The analogy used is when you bump your knee hard against a table and there is a painful bruise.You don't let the pain consume your existence from then on, you endure the pain and carry on with what you have to do. You don't go around saying you are a bruised knee. You accept the pain and move on. Treat anything you are unhappy with in your life that cannot be controlled like the bruised knee. If you focus on it and sit down and cry, the pain will still be there but at the end of the cry-fest you would have accomplished nothing. When you accept the pain and continue with your normal activities, you find the pain soon becomes bearable or even goes away.

What you focus on gets stronger. Would you rather focus on pain or on things that make you happy?
They could be just small things but find time to be grateful for them and you too can become a more inspiring person.

SMILE !

direct reflection

i think my blog about golfing is a direct reflection of the way i feel about golf. when i'm enthusiastic about playing and practicing, i update alot and even have inspiration to create polyvore collages. somehow the passion has been waning and it shows in this blog :( i don't update as often or as much as i would like.

i try to ask myself what i want to do from here on but i really don't know. i feel like i've gone back to a time when i don't even feel like being awake because i don't know what to do in my life. Making my whole life just about golf didn't make me happy, but not playing golf at all doesn't make me happy either.

My one motivation now is to get my driving license on Friday. That's in 2 days !! i'll have a new sense of achievement that will jumpstart me to create new desires.

One of my backup plans if i don't play professional golf was to become a golfing coach. I need to spend some time thinking over if it is something i will enjoy. sighs

the study system has made it so difficult for us to decide what to do in our lives. We work towards achieveing a qualification. good grades that we think can help us figure out what we are good at so we may go into that field in the future. but it doesn't allow us to seek our passion.

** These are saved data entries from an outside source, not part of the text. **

PR #1788, opened 2023-01-27
fix: show spotify url on pre-save drop after the release

intergalacticspacehighway:
# Why
- show spotify url on pre-save drop after the release

# How
Show the Play button only after the release date of the song.

# Test Plan


intergalacticspacehighway:
Tiny change, so merging! 🙏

Speaking for myself, i did my degree in Finance and Marketing which i had no idea about before i started the course. I chose it because it sounded interesting and fun but i don't even know if it is something i like that much and an area i would want to work in.

Maybe it was the choices i made in secondary school. maybe most people are lost like me. everyone probably goes through the same process of discovering themselves and their goals in life. they just don't announce it to the whole world.

smile shuyan ! i am slightly lost right now but that does not define me. i know that i will be fine as long as i am happy.

Tuesday, September 14, 2010

never give up it's such a wonderful life !



this is the original video of the song 'wonderful life' by hurt. the new video is more expressive but i like how the original video just captures the essence of the song and lets you get lost in the lyrics. although the dancing isn't as smooth as the new video, you get a very different feel from watching this one.

truly inspiring when i listen to the chorus
'don't let go, never give up it's such a wonderful life'

i always remind myself that i have to encourage myself but sometimes it gets hard to believe in yourself or even find the meaning to carry on

but being alive is such a wonderful thing ! there are endless opportunities and things to explore in this life. i know that no matter what, my life will be fulfilling and fun. even on days where i feel like i've lost my soul and essence.